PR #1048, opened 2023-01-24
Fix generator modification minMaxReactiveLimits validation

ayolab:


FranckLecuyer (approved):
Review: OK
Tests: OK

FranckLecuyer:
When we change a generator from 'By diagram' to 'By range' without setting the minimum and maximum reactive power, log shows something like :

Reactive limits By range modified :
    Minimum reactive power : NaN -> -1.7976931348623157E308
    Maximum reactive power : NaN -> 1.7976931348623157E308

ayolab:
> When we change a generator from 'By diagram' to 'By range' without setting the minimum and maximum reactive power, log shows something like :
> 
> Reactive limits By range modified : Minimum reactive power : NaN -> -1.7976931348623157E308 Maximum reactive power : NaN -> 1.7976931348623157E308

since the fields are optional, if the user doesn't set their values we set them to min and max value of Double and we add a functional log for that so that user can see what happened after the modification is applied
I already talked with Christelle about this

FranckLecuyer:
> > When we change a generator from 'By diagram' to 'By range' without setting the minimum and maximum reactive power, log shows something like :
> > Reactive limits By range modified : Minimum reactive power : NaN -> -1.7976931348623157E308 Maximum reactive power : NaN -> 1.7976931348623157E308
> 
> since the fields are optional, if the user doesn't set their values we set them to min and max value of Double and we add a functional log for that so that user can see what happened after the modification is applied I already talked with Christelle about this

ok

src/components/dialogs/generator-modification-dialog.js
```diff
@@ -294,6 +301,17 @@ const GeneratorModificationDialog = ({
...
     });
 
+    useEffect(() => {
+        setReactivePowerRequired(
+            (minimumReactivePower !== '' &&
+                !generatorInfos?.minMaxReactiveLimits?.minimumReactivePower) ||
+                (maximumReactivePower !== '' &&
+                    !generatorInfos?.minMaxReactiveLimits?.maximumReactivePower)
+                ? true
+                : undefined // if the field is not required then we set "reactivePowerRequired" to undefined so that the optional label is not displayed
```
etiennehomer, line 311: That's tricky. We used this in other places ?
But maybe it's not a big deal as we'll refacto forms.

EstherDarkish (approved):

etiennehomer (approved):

....

Work order
Read the material above and copy out each line holding "minimumReactivePower".

Output for this exercise
+            (minimumReactivePower !== '' &&
+                !generatorInfos?.minMaxReactiveLimits?.minimumReactivePower) ||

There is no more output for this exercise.